Issue #444, opened 2020-06-08
Operator: Fix terminationGracePeriodSeconds in Submariner Pods


sridhargaddam:
In K8s the default termination grace period for a Pod is 30
secs. However, for Submariner Pods, we were configuring this as
0 secs, because of which, cleanup was not happening in a
consistent manner and we are seeing failures in CI jobs.

PR #445, opened 2020-06-08
Fix terminationGracePeriodSeconds in Submariner Pods

sridhargaddam:
In K8s the default termination grace period for a Pod is 30
secs. However, for Submariner Pods, we were configuring this as
0 secs, because of which, cleanup was not happening in a
consistent manner and we are seeing failures in CI jobs.

This PR modifies the terminationGracePeriodSeconds to 10 secs.

Along with this change, for the Globalnet Pod, it also uses the proper
namespace of submariner in the excluded namespaces.

Fixes issue: https://github.com/submariner-io/submariner-operator/issues/444

### DIFF
--- a/pkg/controller/submariner/submariner_controller.go
+++ b/pkg/controller/submariner/submariner_controller.go
@@ -346,7 +346,7 @@ func newEnginePodTemplate(cr *submopv1a1.Submariner) corev1.PodTemplateSpec {
 		RunAsNonRoot:             &runAsNonRoot}
 
 	// Create Pod
-	terminationGracePeriodSeconds := int64(0)
+	terminationGracePeriodSeconds := int64(10)
 	podTemplate := corev1.PodTemplateSpec{
 		ObjectMeta: metav1.ObjectMeta{
 			Labels: labels,
@@ -438,7 +438,7 @@ func newRouteAgentDaemonSet(cr *submopv1a1.Submariner) *appsv1.DaemonSet {
 		RunAsNonRoot:             &runAsNonRoot,
 	}
 
-	terminationGracePeriodSeconds := int64(0)
+	terminationGracePeriodSeconds := int64(10)
 
 	routeAgentDaemonSet := &appsv1.DaemonSet{
 		ObjectMeta: metav1.ObjectMeta{
@@ -510,7 +510,7 @@ func newGlobalnetDaemonSet(cr *submopv1a1.Submariner) *appsv1.DaemonSet {
 		RunAsNonRoot:             &runAsNonRoot,
 	}
 
-	terminationGracePeriodSeconds := int64(0)
+	terminationGracePeriodSeconds := int64(10)
 
 	globalnetDaemonSet := &appsv1.DaemonSet{
 		ObjectMeta: metav1.ObjectMeta{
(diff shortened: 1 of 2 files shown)


sridhargaddam:
The failing test is a known failure (i.e., Pods with HostNetworking will not get globalIp annotation) and is already fixed in shipyard.

mangelajo:
Can we generalize the patch and do the same to the other pods?,

I submariner-engine and routeagent also do cleanups at exit. In some cases that is going to be neglected.

pkg/controller/submariner/submariner_controller.go
```diff
@@ -537,7 +537,7 @@ func newGlobalnetDaemonSet(cr *submopv1a1.Submariner) *appsv1.DaemonSet {
 							Env: []corev1.EnvVar{
 								{Name: "SUBMARINER_NAMESPACE", Value: cr.Spec.Namespace},
 								{Name: "SUBMARINER_CLUSTERID", Value: cr.Spec.ClusterID},
-								{Name: "SUBMARINER_EXCLUDENS", Value: "submariner,kube-system,operators"},
+								{Name: "SUBMARINER_EXCLUDENS", Value: "submariner-operator,kube-system,operators"},
```
dfarrell07, line 540: If this is wrong, there are at least two other places it seems it should be changed.

```
submariner-operator/pkg/controller/submariner/submariner_controller.go:534						
submariner-operator/pkg/controller/servicediscovery/servicediscovery_controller.go:207							
submariner-charts/submariner/templates/globalnet.yaml:33
```

sridhargaddam: Yes @dfarrell07 I noticed that but I'm not sure if Service Discovery/LH controller also needs some grace period. Basically, gracePeriod is required if a Pod wants to do cleanup before its terminated. 

If the other components also require cleanup, IMO we can propose a separate PR for that. WDYS?

sridhargaddam:
The failing test is a known failure (i.e., Pods with HostNetworking will not get globalIp annotation) and is already fixed in shipyard.

pkg/controller/submariner/submariner_controller.go
dfarrell07: And if this is wrong, can we explain why more in the commit message? Might also be better in a separate commit from the timing change.

dfarrell07: I mean the SUBMARINER_EXCLUDENS change has parallels elsewhere, not the grace period. Can we explain why that's wrong in the commit message (and/or maybe use two commits)?

sridhargaddam: Ack. Originally this PR was focused only on Globalnet Pod and the scope has increased based on the review comments. I added a brief note on the EXCLUDENS change, but I agree this can be a separate commit as well. Let me update it. BTW the EXCLUDENS is not a fix, its more like an optimization. I'll elaborate more in the commit message.

dfarrell07: Okay, thanks @sridhargaddam!

sridhargaddam: thanks for reviewing @dfarrell07 :)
══════════════════════════════
**TASK GOAL:** Print each entry above again, exactly as it was given.

**REPLY TO THE TASK:**
Issue #444, opened 2020-06-08
Operator: Fix terminationGracePeriodSeconds in Submariner Pods


sridhargaddam:
In K8s the default termination grace period for a Pod is 30
secs. However, for Submariner Pods, we were configuring this as
0 secs, because of which, cleanup was not happening in a
consistent manner and we are seeing failures in CI jobs.

PR #445, opened 2020-06-08
Fix terminationGracePeriodSeconds in Submariner Pods

sridhargaddam:
In K8s the default termination grace period for a Pod is 30
secs. However, for Submariner Pods, we were configuring this as
0 secs, because of which, cleanup was not happening in a
consistent manner and we are seeing failures in CI jobs.

This PR modifies the terminationGracePeriodSeconds to 10 secs.

Along with this change, for the Globalnet Pod, it also uses the proper
namespace of submariner in the excluded namespaces.

Fixes issue: https://github.com/submariner-io/submariner-operator/issues/444

### DIFF
--- a/pkg/controller/submariner/submariner_controller.go
+++ b/pkg/controller/submariner/submariner_controller.go
@@ -346,7 +346,7 @@ func newEnginePodTemplate(cr *submopv1a1.Submariner) corev1.PodTemplateSpec {
 		RunAsNonRoot:             &runAsNonRoot}
 
 	// Create Pod
-	terminationGracePeriodSeconds := int64(0)
+	terminationGracePeriodSeconds := int64(10)
 	podTemplate := corev1.PodTemplateSpec{
 		ObjectMeta: metav1.ObjectMeta{
 			Labels: labels,
@@ -438,7 +438,7 @@ func newRouteAgentDaemonSet(cr *submopv1a1.Submariner) *appsv1.DaemonSet {
 		RunAsNonRoot:             &runAsNonRoot,
 	}
 
-	terminationGracePeriodSeconds := int64(0)
+	terminationGracePeriodSeconds := int64(10)
 
 	routeAgentDaemonSet := &appsv1.DaemonSet{
 		ObjectMeta: metav1.ObjectMeta{
@@ -510,7 +510,7 @@ func newGlobalnetDaemonSet(cr *submopv1a1.Submariner) *appsv1.DaemonSet {
 		RunAsNonRoot:             &runAsNonRoot,
 	}
 
-	terminationGracePeriodSeconds := int64(0)
+	terminationGracePeriodSeconds := int64(10)
 
 	globalnetDaemonSet := &appsv1.DaemonSet{
 		ObjectMeta: metav1.ObjectMeta{
(diff shortened: 1 of 2 files shown)


sridhargaddam:
The failing test is a known failure (i.e., Pods with HostNetworking will not get globalIp annotation) and is already fixed in shipyard.

mangelajo:
Can we generalize the patch and do the same to the other pods?,

I submariner-engine and routeagent also do cleanups at exit. In some cases that is going to be neglected.

pkg/controller/submariner/submariner_controller.go
```diff
@@ -537,7 +537,7 @@ func newGlobalnetDaemonSet(cr *submopv1a1.Submariner) *appsv1.DaemonSet {
 							Env: []corev1.EnvVar{
 								{Name: "SUBMARINER_NAMESPACE", Value: cr.Spec.Namespace},
 								{Name: "SUBMARINER_CLUSTERID", Value: cr.Spec.ClusterID},
-								{Name: "SUBMARINER_EXCLUDENS", Value: "submariner,kube-system,operators"},
+								{Name: "SUBMARINER_EXCLUDENS", Value: "submariner-operator,kube-system,operators"},
```
dfarrell07, line 540: If this is wrong, there are at least two other places it seems it should be changed.

```
submariner-operator/pkg/controller/submariner/submariner_controller.go:534						
submariner-operator/pkg/controller/servicediscovery/servicediscovery_controller.go:207							
submariner-charts/submariner/templates/globalnet.yaml:33
```

sridhargaddam: Yes @dfarrell07 I noticed that but I'm not sure if Service Discovery/LH controller also needs some grace period. Basically, gracePeriod is required if a Pod wants to do cleanup before its terminated. 

If the other components also require cleanup, IMO we can propose a separate PR for that. WDYS?

sridhargaddam:
The failing test is a known failure (i.e., Pods with HostNetworking will not get globalIp annotation) and is already fixed in shipyard.

pkg/controller/submariner/submariner_controller.go
dfarrell07: And if this is wrong, can we explain why more in the commit message? Might also be better in a separate commit from the timing change.

dfarrell07: I mean the SUBMARINER_EXCLUDENS change has parallels elsewhere, not the grace period. Can we explain why that's wrong in the commit message (and/or maybe use two commits)?

sridhargaddam: Ack. Originally this PR was focused only on Globalnet Pod and the scope has increased based on the review comments. I added a brief note on the EXCLUDENS change, but I agree this can be a separate commit as well. Let me update it. BTW the EXCLUDENS is not a fix, its more like an optimization. I'll elaborate more in the commit message.

dfarrell07: Okay, thanks @sridhargaddam!

sridhargaddam: thanks for reviewing @dfarrell07 :)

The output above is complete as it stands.